Mayıs ayını, düşmalarının sayısını artırarak geçiren Donald Trump için yaz mevsimi hareketli geçecek. Haziran ayında Kanada'nın Quebec eyaletinde yapılacak G-7 Zirvesi, Temmuz ayındaki NATO Zirvesi ve aynı ay İngiltere'ye yapacağı ziyaret gerek Trans-Atlantik gerek Trans-Pasifik ilişkilerdeki gelişmeler açısından dikkatle izlenecek, vereceği tüm mesajlar gerek ticari gerek askeri çatışma senaryolarının şekillenmesinde rol oynayacak.

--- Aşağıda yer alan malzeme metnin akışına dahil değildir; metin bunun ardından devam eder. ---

PR #1791, opened 2018-09-25
[2.3.2.r1.4] [TAMA] Reconfigure LAB and IBB regulator and QPNP-LABIBB safety measures.

kholk:
The LAB and IBB configuration may differ between devices.
Split it to clean it up and to set it on a per-device basis
to prepare the DTs for OLED panel (requiring LAB/IBB OLED mode)
and for a probe-time preconfiguration of the regulators.

Instead of forcefully relying on somc_panel setting the regulator
parameters on the first display powerup, pre-set the params
so that they get set at labibb driver probe.

Set:
- Max voltage 5.5V (5.6V for Akari only, for LGD panel)
- Init voltage 5.5V (5.6V LGD set by somc_panel on poweron)
- Current limits - LAB: 200mA, IBB: 800mA
- Soft start: 800uS, 300K discharge resistor (inrush prevention)
- Maximum precharge time: 500uS

Also, take safety measures in qpnp-labibb code.

### DIFF
--- a/arch/arm64/boot/dts/qcom/sdm845-tama-akari_common.dtsi
+++ b/arch/arm64/boot/dts/qcom/sdm845-tama-akari_common.dtsi
@@ -225,3 +225,7 @@
 	qcom,fg-sys-term-current = <(-180)>;
 	qcom,fg-chg-term-current = <155>;
 };
+
+&labibb {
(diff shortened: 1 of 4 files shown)


kholk:
PR updated to include additional qpnp-labibb-regulator safety code.

PR #1799, opened 2018-10-12
[LE.UM.2.3.2.r1.4] Update loire and tone config

humberos:
1. Enable and fix MMC_SD_DEFERRED_RESUME.
2. Remove CONFIG_USB_CC_FUSB301 from suzu as it is micro usb compatible with.
3. Also, organize defconfig file based on generator output.


jerpelea:
please update the defconfigs !

humberos:
;)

NATO ve Avrupa Birliği yapılarında ağır hasara yol açan Donald Trump manevraları, dış politikada, savunma sanayinde ve ticarette kendisine yeni seçenekler oluşturma peşindeki Türkiye için fırsatlar sunmaya da devam ediyor. Cumhurbaşkanı Recep Tayyip Erdoğan'ın bu süreçte yaptığı İngiltere ziyareti, ABD-Rusya bloklaşmasına dayanan jeopolitik baskılardan uzaklaşmak için yeni alan temin ediyor. Türkiye ile İngiltere arasında 5. nesil savaş uçaklarının yapımından, kültürel işbirliği alanlarına kadar varılan anlaşmalar, NATO ve Avrupa Birliği'nin iç buhranlarından uzak kalmalarını sağlayacak bir kapı açabilir. Suriye'de ortaya çıkan ve Soğuk Savaş dönemini andıran bir ABD-Rusya ( kuzey -güney aksı ) küresel paylaşım yaklaşımına karşı, Türkiye'nin merkezinde yer aldığı çatışmayı ve gerilimi değil, ticareti ve paylaşımı hedefleyen Çin ve İngiltere'nin iki ucundan tuttuğu bir doğu-batı aksı Ortadoğu'da İran ve Filistin merkezli yeni savaş arayışlarının da önüne geçebilir.